Last week I spent a week sport climbing out in Siurana with Edinburgh climbers Sam Clarke and Iain Moody. Being my first foreign climbing holiday in a couple of years I wanted to climb as much as possible and keep redpoint attempts to a minimum. I have been keen to visit the Catalonya area of Spain for some time, finding the thought of steep limestone routes in an un-trashed state very appealing. The picturesque area of Siurana certainly didn’t disappoint, benefiting from easy access, lots of route styles and favorable October weather.
For accommodation we decided to stay at the cliff top refugio which had its own indoor crag well before the likes of Ratho. The guardian is none other that local activist Toni Arbones who set up home here over a decade ago. Suirana has become a true home to him with his partner and parents helping to run the refugio and campsite.
The cliff top refugio at Siurana sports an indoor rockface and the best view for eating your morning cornflakes in the area.
The initial plan was of attack to have a two part trip: first to visit in October, then again in November, leaving 4 weeks for training in between. This would give me the chance to find some projects to train for the second visit.
On the first day we did some climbing on the valley crags at sectors Can Marges and Cam Piqipugi but rapidly found it was too hot to climb anything above a 6 in the sun.

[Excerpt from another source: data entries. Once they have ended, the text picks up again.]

PR #20748, opened 2022-12-21
[Connector Builder] Add stream slicer

lmossman:
## What
Adds stream slicer to the connector builder, in a similar approach as to what was taken to add paginator in: https://github.com/airbytehq/airbyte/pull/20698


flash1293:
Screenshot 2022-12-21 at 15 01 14

Similar situation as with the pagination constraints - slices can't be injected into the path

flash1293:
Do we still need a cursor field on the top level with the cursor field on the slicer? My understanding based on the slack discussion was that the top level cursor does not really make sense (and especially it doesn't make sense to have different cursor fields on the top level and the slicer):
Screenshot 2022-12-21 at 15 05 21

flash1293:
Seems like `step` is failing if it's not passed something that can be parsed correctly by this method: https://github.com/airbytehq/airbyte/blob/50f22cd5d702ad7fe8abf1ea8a1077417e5e8254/airbyte-cdk/python/airbyte_cdk/sources/declarative/stream_slicers/datetime_stream_slicer.py#L188

Screenshot 2022-12-21 at 15 10 06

We retreated in the evening to the valley crags and some steep short routes at sector L’olla. Here I dispatched Ya os Vale F7c 1st RP. I also tried Tick I Tock F8a+ along side it succeeding on all but the final move. Both of these routes I found suited my small fingers giving me an advantage for once! After some rain I returned the following day to dispatch Tick I Tock 2nd go which felt excellent puffing away like a steam train to the LO.

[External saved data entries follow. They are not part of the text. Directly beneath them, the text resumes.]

PR #22974, opened 2023-02-14
[Low-Code CDK] Add script to run low code unit tests and address issues with a few connectors

brianjlai:
## What
While going through the validation checklist for low-code to beta,  some manifests had a few one-off issues that should be addressed to incorporate the changes to the language. Before we push a release to Beta, we should merge this into the branch to retain compatibility

## How
In addition to some fixes, I also added a script to run any low-code connectors that have unit tests to validate they are also compatible with the changes.

## Recommended reading order
1. `low-code-unit-tests.sh`
2. connector changes


airbyte-integrations/connectors/source-greenhouse/source_greenhouse/manifest.yaml
```diff
@@ -125,13 +127,14 @@ definitions:
...
         $ref: "#/definitions/requester"
         path: "applications/{{ stream_slice.parent_id }}/demographics/answers"
-      partition_router:
-        class_name: source_greenhouse.components.GreenHouseSubstreamSlicer
-        parent_stream: "#/definitions/applications_stream"
-        request_cursor_field: "updated_after"
-        stream_slice_field: "parent_id"
-        cursor_field: "updated_at"
-        parent_key: "id"
+    incremental_sync:
```
brianjlai, line 130: after inspecting this connector a bit, this really should be an incremental_sync custom component instead of a custom partition_router because it has a `cursor_field`. In the existing code, we would inadvertently only perform full refreshes since we didn't seen `incremental_sync` component and therefore assumed it was only full refresh.

This also is more in line w/ our ideal structure where `incremental_sync` dictates the sync capabilities.

airbyte-integrations/connectors/source-posthog/source_posthog/manifest.yaml
```diff
@@ -103,7 +103,7 @@ definitions:
       type: CustomIncrementalSync
       class_name: source_posthog.components.EventsCartesianProductStreamSlicer
       cursor_field: timestamp
-      partition_routers:
+      stream_slicers:
```
brianjlai, line 106: This one is a bit gross, but because it overrides the CartesianProductStreamSlicer (which shouldn't even be in the language anymore), our underlying implementation detail (namely the `stream_slicers` field) bleeds into the code a little bit.

airbyte-integrations/connectors/source-braze/source_braze/datetime_incremental_sync.py
```diff
@@ -38,8 +38,8 @@ def _partition_daterange(self, start, end, step: datetime.timedelta):
         """
         Puts a step to each stream slice. `step` is a difference between start/end date in days.
         """
-        get_start_time = operator.itemgetter(self.stream_slice_field_start.eval(self.config))
-        get_end_time = operator.itemgetter(self.stream_slice_field_end.eval(self.config))
+        get_start_time = operator.itemgetter(self.partition_field_start.eval(self.config))
```
brianjlai, line 41: Fixes the component because the `DatetimeBasedCursor` this was originally implementing had changed a bit.

airbyte-integrations/connectors/source-gnews/unit_tests/test_wait_until_midnight_backoff.py
```diff
@@ -25,6 +25,6 @@
 def test_wait_until_midnight(test_datetime, test_name, now_utc, expected_backoff_time):
     test_datetime.utcnow = Mock(return_value=datetime.strptime(now_utc, DATE_FORMAT))
     response_mock = Mock()
-    backoff_stratery = WaitUntilMidnightBackoffStrategy(options={}, config={})
+    backoff_stratery = WaitUntilMidnightBackoffStrategy(parameters={}, config={})
```
maxi297, line 28: I seems like there was another connector like this (see [the commit I added in the branch](https://github.com/airbytehq/airbyte/pull/22974/commits/66e02098036d92efc463309b189ded773d857443))

brianjlai: Wait that is a really weird use of `CheckStream`, `source-freshdesk` isn't even a low-code connector so I had to do a double take about what we're doing. For some reason, on a python connector, the latest change swapped out the check logic for the declarative component. That seems like a very questionable decision, granted this change is minor so we can leave it in, but this really shouldn't have even been here in the first place

airbyte-cdk/python/airbyte_cdk/sources/declarative/declarative_stream.py
```diff
@@ -39,11 +40,11 @@ class DeclarativeStream(Stream):
     _name: str = field(init=False, repr=False, default="")
     _primary_key: str = field(init=False, repr=False, default="")
     _schema_loader: SchemaLoader = field(init=False, repr=False, default=None)
-    stream_cursor_field: Optional[Union[List[str], str]] = None
+    stream_cursor_field: Optional[Union[InterpolatedString, str]] = None
```
brianjlai, line 43: This was an interesting gap. We used to hard code this to not support interpolation just a simple or nested cursor field. But this didn't align with the slicer's `cursor_field`. No connectors used a nested cursor field so far, but we can always extend this out as new functionality if we need it.

airbyte-integrations/connectors/source-gnews/unit_tests/test_wait_until_midnight_backoff.py
maxi297: Maybe `source-freshdesk` is not declarative but it uses `CheckStream` which is in the `airbyte_cdk.sources.declarative` package. I guess the issue is not exactly with our changes on the declarative language but more with how `source-freshdesk` is implemented

brianjlai: So this shouldn't have passed review in my opinion. A non-low code connector shouldn't be even using declarative components.

airbyte-integrations/connectors/source-square/source_square/manifest.yaml
```diff
@@ -27,9 +27,12 @@ definitions:
       bearer: "#/definitions/bearer_authenticator"
       oauth: "#/definitions/oauth_authenticator"
 
-    request_headers:
-      Square-Version: "2022-10-19"
-      Content-Type: "application/json"
+  #    Uncomment this block later. request_headers used to accidentally get overridden but this was fixed in beta release
+  #    However, because expected_records were originally generated with the buggy flow missing these, we need to
+  #    regenerate the expected records. Temporarily commenting it out to retain the old behavior until we do it.
```
brianjlai, line 32: fun stuff here... but it would appear there isn't a trivial way to generate new expected_records. The fix and path is clear to resolve this, but I don't really want to hold up the release of this on something like regenerating the expected records

brianjlai:
I messed up the merge from the dev branch this is off of, just gonna close this one out in favor of a clean PR here: https://github.com/airbytehq/airbyte/pull/23123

Having climbed some routes I then went on to look for a harder project to try. For this I choose to try Migranya F8b, an excellent steep roof traverse with hard moves. After an initial stick clip up the route I decided the style suited me. A hard move in the middle and easier climbing above, suiting one with as little stamina as me. I returned a day latter to try the crux but was unable to make the move off the two finger pocket to the jug. I’m making excuses about stature again but couldn’t help feel that a bigger span could help on the crux using the three pocket to the right. Sadly, I couldn’t see myself doing the route in November and would have to find another project.

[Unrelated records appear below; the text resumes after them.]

PR #22996, opened 2023-02-14
SAT ignored fields key for basic read

### LINKED ISSUE #21737: [SAT]  ignored_fields key for basic read test
Sometimes sources change data in records for each read, like a `last_refresh_time ` column.

See https://github.com/airbytehq/airbyte/pull/21419, https://github.com/airbytehq/airbyte/pull/21593 and https://github.com/airbytehq/airbyte/pull/21775 for examples

roman-yermilov-gl:
## What
*Add `ignored_fields` section for basic read*

## How
- *added new section to config*
- *added bypass reason for empty fields*
- *handled ignored fields in basic read and full refresh tests*
- *updated unittests and added new ones*
- *made configs backward compatible*


YowanR:
@roman-yermilov-gl @lazebnyi Looks like this is important for Stripe. @airbytehq/connector-operations are you able to help prioritize this review?

airbyte-integrations/connectors/source-faker/acceptance-test-config.yml
```diff
@@ -30,8 +30,10 @@ acceptance_tests:
         configured_catalog_path: integration_tests/configured_catalog.json
         ignored_fields:
           users:
-            - created_at
-            - updated_at
+            - name: created_at
+              bypass_reason: "fast changing data"
```
erohmensing, line 34: Why would this be fast changing?

airbyte-integrations/connectors/source-google-pagespeed-insights/acceptance-test-config.yml
```diff
@@ -35,4 +35,8 @@ acceptance_tests:
       - config_path: "secrets/config.json"
         configured_catalog_path: "integration_tests/configured_catalog.json"
         ignored_fields:
-          pagespeed: ["lighthouseResult", "analysisUTCTimestamp"] # This differs between two runs, as they are newly generated per run
+          pagespeed:
+            - name: lighthouseResult
+              bypass_reason: "This differs between two runs, as they are newly generated per run"
+            - name: analysisUTCTimestamp
+              bypass_reason: "This differs between two runs, as they are newly generated per run"
```
erohmensing, line 42: This seems legit for `analysisUTCTimestamp`, why is it the case for `lighthouseResult`?

airbyte-integrations/connectors/source-zoom/acceptance-test-config.yml
```diff
@@ -37,8 +37,10 @@ tests:
...
-        "meetings":
-          - "start_url"
-        "webinars":
-          - "start_url"          
+        meetings:
+          - name: start_url
+            bypass_reason: "fast changing data"
+        webinars:
+          - name: start_url
+            bypass_reason: "fast changing data"
```
erohmensing, line 45: Does our test account have fast-changing list of meetings and webinars?

erohmensing (commented):
@YowanR I'm concerned about us putting "fast-changing data" as the reason for each ignored column that we don't currently have a commented reason for. Once it gets merged, I don't forsee someone coming back to check them, so I'd like to get it right the first time. Id like some way to confirm that that's the reason. For some of them (parameters like last accessed at, and data like instagram feeds/stories which are populated by some algorithm we don't control, I think it makes sense, but I think there are others that are less clear. 

This is only a review of adding the bypass reasons as a result, I can review the implementation code separately

airbyte-integrations/connectors/source-stripe/acceptance-test-config.yml
```diff
@@ -44,6 +44,8 @@ tests:
...
       configured_catalog_path: "integration_tests/connected_account_configured_catalog.json"
       ignored_fields:
-        "invoices":
-          - invoice_pdf
-          - hosted_invoice_url
+        invoices:
+          - name: invoice_pdf
+            bypass_reason: "fast changing data"
+          - name: hosted_invoice_url
+            bypass_reason: "fast changing data"
```
evantahler, line 51:
```suggestion
        invoices:
          - name: invoice_pdf
            bypass_reason: "URL changes upon each request for privacy/security"
          - name: hosted_invoice_url
            bypass_reason: "URL changes upon each request for privacy/security"
```

airbyte-integrations/connectors/source-instagram/acceptance-test-config.yml
```diff
@@ -39,21 +39,35 @@ acceptance_tests:
...
-            - profile_views
-            - reach
-            - text_message_clicks
-            - website_clicks
-            - impressions_week
-            - reach_week
-            - impressions_days_28
-            - reach_days_28
-            - online_followers
+          user_insights:
```
evantahler, line 42: Which user are we using here?  If this is a fake/test user, this data shouldn't change.  If this is a "real" user, then this information would be changing, but then is inappropriate for this test (not a sandbox)

airbyte-integrations/connectors/source-azure-table/acceptance-test-config.yml
```diff
@@ -24,4 +24,6 @@ tests:
     - config_path: "secrets/config.json"
       configured_catalog_path: "integration_tests/configured_catalog.json"
       ignored_fields:
-        "AirbyteTest": ["record"]
+        AirbyteTest:
+          - name: record
+            bypass_reason: "fast changing data"
```
evantahler, line 29: If we really are using a static dataset, this should't be changing?

airbyte-integrations/connectors/source-clickup-api/acceptance-test-config.yml
```diff
@@ -17,7 +17,11 @@ acceptance_tests:
     - config_path: secrets/config.json
       configured_catalog_path: integration_tests/configured_catalog.json
       ignored_fields:
-        "team": ["members", "last_active"]
+        team:
+          - name: members
```
evantahler, line 21: why would our list of team members be changing?

airbyte-integrations/connectors/source-coinmarketcap/acceptance-test-config.yml
```diff
@@ -40,15 +40,26 @@ acceptance_tests:
         timeout_seconds: 1800
         ignored_fields:
           categories:
-            - "avg_price_change"
-            - "market_cap"
-            - "market_cap_change"
-            - "volume"
-            - "volume_change"
+            - name: avg_price_change
```
evantahler, line 43: This source uses real market data, and that's probably always changing... so 👍

airbyte-integrations/connectors/source-dockerhub/acceptance-test-config.yml
```diff
@@ -21,4 +21,8 @@ tests:
       configured_catalog_path: "integration_tests/configured_catalog.json"
       # testing sequentially for same results can fail because of pull counts increasing for an image between runs
       ignored_fields:
-        "docker_hub": ["pull_count", "last_updated"]
+        docker_hub:
+          - name: pull_count
+            bypass_reason: "fast changing data"
+          - name: last_updated
+            bypass_reason: "fast changing data"
```
evantahler, line 28: This seems to imply we are testing against a real docker image that someone's using?

airbyte-integrations/connectors/source-shopify/acceptance-test-config.yml
```diff
@@ -36,4 +36,10 @@ tests:
...
       timeout_seconds: 7200
       ignored_fields:
-        "products_graph_ql": ["onlineStorePreviewUrl", "updatedAt", "totalInventory"]
+        products_graph_ql:
+          - name: onlineStorePreviewUrl
+            bypass_reason: "fast changing data"
+          - name: updatedAt
+            bypass_reason: "fast changing data"
+          - name: totalInventory
+            bypass_reason: "fast changing data"
```
evantahler, line 45: What causes these properties to change?  Isn't our test storefront/products static?  Does SAT "make a purchase" and change the inventory?

airbyte-integrations/connectors/source-stripe/acceptance-test-config.yml
evantahler: For streams that really have changing data, we need to add better reasons to explain why

evantahler (changes requested):
👍 on the SAT change

Like @erohmensing, I'm also worried about how many properties we are skipping here.  I added comments below on the streams I think which shouldn't have changing data... and perhaps this means that we aren't using good sandboxes.

For the remaining bypassed properties, please add more detail to why that specific column is changing and why.  I added an example of this to Stripe.

lazebnyi:
@evantahler @erohmensing @roman-yermilov-gl I'm not sure if we should overwrite the old version format to `ignore_fields` during a full upgrade for all connectors. This change can affect many connectors, which can be in different operational states. And we'll get stuck fixing those connectors or in try to add bypass reasons connectors. 

My proposal is add new version only for high strictness SAT. WDYT?

roman-yermilov-gl:
@lazebnyi @evantahler @erohmensing 
As I see from the source code we are really not overriding old configs. If I override configs, then I also must migrate those configs to new version, otherwise we will have a mix of the old config version with new style `ignored_fields`. It is not allowed (and logically incorrect) to have such a mix of versions in one config so it is better to leave configs as is and make the feature backward compatible. PR is updated

evantahler:
removing my review in favor of the other folks on the Connector Operations tea

erohmensing:
> I'm not sure if we should overwrite the old version format to ignore_fields during a full upgrade for all connectors. This change can affect many connectors, which can be in different operational states. And we'll get stuck fixing those connectors or in try to add bypass reasons. My proposal is add new version only for high strictness SAT. WDYT?

> As I see from the source code we are really not overriding old configs. If I override configs, then I also must migrate those configs to new version, otherwise we will have a mix of the old config version with new style ignored_fields. It is not allowed (and logically incorrect) to have such a mix of versions in one config so it is better to leave configs as is and make the feature backward compatible. PR is updated

@lazebnyi @roman-yermilov-gl As far as I understand it, the proposal is to add the new `ignored_fields` format to multiple types of tests only in the new format, while keeping the old way for the old configs that have not been migrated. Please let me know if my understanding is correct: 
* Connectors that currently use `ignored_fields` with an unmigrated config will be unaffected
* When those connectors try to change their format to the new one (most likely during a switch to high strictness), they will have to implement bypass reasons for their `ignored_fields` (is this enforced in code, or something we should manually enforce?)

In any case, I do think this is a better approach than trying to migrate all at once and this PR being blocked. Let's get this in to unblock the cases that need it and connector ops can be on the look out for configs that don't yet have bypass_reasons when they should (similar to how we now to `allowedHosts`). Maybe we can migrate one connector in this PR so that we can both test the changes and use it as an example?

roman-yermilov-gl:
> > I'm not sure if we should overwrite the old version format to ignore_fields during a full upgrade for all connectors. This change can affect many connectors, which can be in different operational states. And we'll get stuck fixing those connectors or in try to add bypass reasons. My proposal is add new version only for high strictness SAT. WDYT?
> 
> > As I see from the source code we are really not overriding old configs. If I override configs, then I also must migrate those configs to new version, otherwise we will have a mix of the old config version with new style ignored_fields. It is not allowed (and logically incorrect) to have such a mix of versions in one config so it is better to leave configs as is and make the feature backward compatible. PR is updated
> 
> @lazebnyi @roman-yermilov-gl As far as I understand it, the proposal is to add the new `ignored_fields` format to multiple types of tests only in the new format, while keeping the old way for the old configs that have not been migrated. Please let me know if my understanding is correct:
> 
> * Connectors that currently use `ignored_fields` with an unmigrated config will be unaffected
> * When those connectors try to change their format to the new one (most likely during a switch to high strictness), they will have to implement bypass reasons for their `ignored_fields` (is this enforced in code, or something we should manually enforce?)
> 
> In any case, I do think this is a better approach than trying to migrate all at once and this PR being blocked. Let's go ahead and work to get this in get this in to unblock the cases that need it and connector ops can be on the look out for configs that don't yet have bypass_reasons for their ignored_fields when they should (similar to how we now to `allowedHosts`). Maybe we can migrate one connector in this PR so that we can both test the changes and use it as an example?

**- Connectors that currently use ignored_fields with an unmigrated config will be unaffected** - yes

**- When those connectors try to change their format to the new one (most likely during a switch to high strictness), they will have to implement bypass reasons for their ignored_fields (is this enforced in code, or something we should manually enforce?)** - yes, for now there is a special function that reformats a config from old version to new one but it is not called for new configs, so it is required for connector to have `bypass_reason` for `ignored_fields`

**Maybe we can migrate one connector in this PR so that we can both test the changes and use it as an example?** - I tested this feature on the Stripe connector so I already have it there. I can update Stripe PR after this one will be merged

airbyte-integrations/bases/connector-acceptance-test/connector_acceptance_test/tests/test_full_refresh.py
```diff
@@ -84,13 +84,12 @@ def assert_two_sequential_reads_produce_same_or_subset_records(
 
     def test_sequential_reads(
         self,
-        inputs: ConnectionTestConfig,
         connector_config: SecretDict,
         configured_catalog: ConfiguredAirbyteCatalog,
+        ignored_fields: Optional[Mapping[str, List[IgnoredFieldsConfiguration]]],
```
erohmensing, line 89:
```suggestion
        ignored_fields: Optional[Mapping[str, List[IgnoredFieldsConfiguration]]] = {},
```
Do we need to add a default either here or in the method? If it's optional I wonder what will happen if its not declared, since we used to set a default [here](https://github.com/airbytehq/airbyte/pull/22996/files?diff=unified&w=0#diff-82c6340d6fd6cc2a860e7a6080d0eabf830e4e4504a3a10b6f5ccf08818be126L93)

airbyte-integrations/bases/connector-acceptance-test/unit_tests/test_core.py
```diff
@@ -277,30 +278,94 @@ def test_configured_catalog_fixture(mocker, test_strictness_level, configured_ca
...
-    "schema, record, expectation",
+    "schema, ignored_fields, expect_records_config, record, expected_records_by_stream, expectation",
     [
-        ({"type": "object"}, {"aa": 23}, does_not_raise()),
-        ({"type": "object"}, {}, does_not_raise()),
+        (
+            {"type": "object"},
+            {},
+            ExpectedRecordsConfig(path="foobar"),
+            {"aa": 23}, {}, does_not_raise()
```
erohmensing, line 287:
```suggestion
            {"aa": 23}, 
            {}, 
            does_not_raise()
```
Nit: just for clarity/consistency

airbyte-integrations/bases/connector-acceptance-test/unit_tests/test_core.py
```diff
@@ -277,30 +278,94 @@ def test_configured_catalog_fixture(mocker, test_strictness_level, configured_ca
...
         # Recharge shop stream case
         (
             {"type": "object", "properties": {"shop": {"type": ["null", "object"]}, "store": {"type": ["null", "object"]}}},
+            {},
+            ExpectedRecordsConfig(path="foobar"),
             {"shop": {"a": "23"}, "store": {"b": "23"}},
+            {},
+            does_not_raise(),
+        ),
+        # Fail when expected and actual records are not equal
```
erohmensing, line 330: These are great for understanding the behavior 👍🏻

airbyte-integrations/bases/connector-acceptance-test/unit_tests/test_core.py
```diff
@@ -277,30 +278,94 @@ def test_configured_catalog_fixture(mocker, test_strictness_level, configured_ca
...
+            does_not_raise(),
+        ),
+        # Fail when expected and actual records are not equal and exact_order=True
+        (
+            {"type": "object"},
+            {},
+            ExpectedRecordsConfig(extra_fields=False, exact_order=True, extra_records=True, path="foobar"),
+            {"constant_field": "must equal", "fast_changing_field": [{"field": 2}]},
+            {"test_stream": [{"constant_field": "must equal", "fast_changing_field": [{"field": 1}]}]},
+            pytest.raises(AssertionError, match="Stream test_stream: Mismatch of record order or values"),
```
erohmensing, line 355: I'm not sure if I understand why this fails for the exact order one. Shouldn't it fail because the values don't match? An exact order test would be if we had multiple records output for the stream, which match the initial ones but are out of order

erohmensing (changes requested):
This is looking pretty good! For reference, what I was concerned about was with regards to how we were approaching enforcing bypass reasons (or not). Looks like we have taken Serhii's suggestion of only doing so for high strictness, which I think makes sense. Then we can fix those that are already high strictness and don't have bypass reasons (as they'll start failing), and handle the others as we migrate them to high strictness. This is similar to how we approach bypass reasons for expected_records. 

Most of my comments are just questions or suggestions - the current blocking items are 
* Change to a minor bump instead of a patch
* Implement unit tests for the fixture 
* Making sure we continue to handle ignored_fields not being set in test_sequential_reads

airbyte-integrations/bases/connector-acceptance-test/unit_tests/test_core.py
roman-yermilov-gl: I need this test to ensure that my code works in `if exact_order:` branch

airbyte-integrations/bases/connector-acceptance-test/connector_acceptance_test/tests/test_core.py
```diff
@@ -885,10 +896,14 @@ def compare_records(
                     break
                 if extra_fields:
                     r2 = TestBasicRead.remove_extra_fields(r2, r1)
+                if ignored_fields:
+                    delete_fields(r1, ignored_fields)
+                    delete_fields(r2, ignored_fields)
```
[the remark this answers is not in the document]
roman-yermilov-gl: I just applied an action that I only needed

airbyte-integrations/bases/connector-acceptance-test/connector_acceptance_test/conftest.py
```diff
@@ -199,6 +200,22 @@ def empty_streams_fixture(inputs, test_strictness_level) -> Set[EmptyStreamConfi
     return empty_streams
 
 
+@pytest.fixture(name="ignored_fields")
+def ignored_fields_fixture(inputs, test_strictness_level) -> Optional[Mapping[str, List[IgnoredFieldsConfiguration]]]:
```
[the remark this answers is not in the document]
roman-yermilov-gl: done

airbyte-integrations/bases/connector-acceptance-test/connector_acceptance_test/config.py
```diff
@@ -110,6 +110,16 @@ def __hash__(self):  # make it hashable
...
 
 
+class IgnoredFieldsConfiguration(BaseConfig):
+    name: str
+    bypass_reason: Optional[str] = Field(default=None, description="Reason why this field is considered ignored.")
+
+
+ignored_fields: Optional[Mapping[str, List[IgnoredFieldsConfiguration]]] = Field(
+    description="For each stream, list of fields path ignoring in sequential reads test"
+)
```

More rain heralded a move further north so we travelled to Terradets, a crag renowned for its steepness and hard routes. Arriving at the crag my worst fears were confirmed, there weren’t any short routes! I decided to try something easier and went for an adventure up the crag classic Occident F7c. I was surprised to find no hard moves on the route, a line of jugs leading to the final crux though a tufa pipe curtain. After a while dogging around I found a sequence I was happy with and lowered down for a redpoint.
I knew the journey upwards wouldn’t be easy, but somehow I managed to fight my third bolt pump all the way to the final crux which was surprising. Sadly next go I had nothing left and the lightning storm around us was enough to shatter my confidence. I dogged up to strip the draws and LO just as the tufas started to stream with water. I definitely plan to revisit the route and crag with some fitness. It’s a wonderful wall to push ones hard onsight grade.
Terradets, funky jug pulling with routes mainly in the F7c+-F8a+ region. If your fit you could walk away with many hard OS’s.
Dry cool weather the next day allowed us to return to Cam Piqipugi where everyone was psyched to try and onsight or flash the classic power endurance route Anabolica F8a. I had no such plan a quick redpoint would be sufficient. Sadly on dogging up the start I had a problem with a long reach at the third move off an undercut. After several tries I found I just couldn’t do the move and lowered disappointed. After the others tried I decided to have one more go and finally found a foot hold that allowed me to slap for the pocket. Suddenly the route seemed more achievable and I pushed on to work out the top section. The moves up the initial wall seemed ok. The two cruxes through the bulge were also ok. However, the traverse between them on poor smears seemed pumpy and was where a German climber trying the route was failing. With a final day before returning home I decided Anabolica could wait.
German climber on the crux of the classic power endurance route Anabolica F8a.
On the remaining day we all ticked through as many 6’s and easy 7’s as possible on sector Siuranella. I was glad to dispatch the classic looking 7a up a steeping orange wall. This was the first onsighting I’ve done in ages and it was actually a fairly enjoyable fight. Before leaving I also managed a reasonable flash of Valga’m deu quin patir F7a+ of at sector L’olla. Efforts not worth shouting about, but at least it was good to know my OS grade hasn’t gotten any worse over the years. Next year I might even set a target of 7b, that would be something.
The final highlight of the last night had to be at the campsite cafe when Toni Arbones dad played us one of his top shelf climbing movies. I’ve never seen so many fit women before climbing F8b. One was even equipping a new route in a cave hanging acrobatically upside-down with a hammer drill. Eventually though, the crowd grumbled for a Sharma video to be put back on.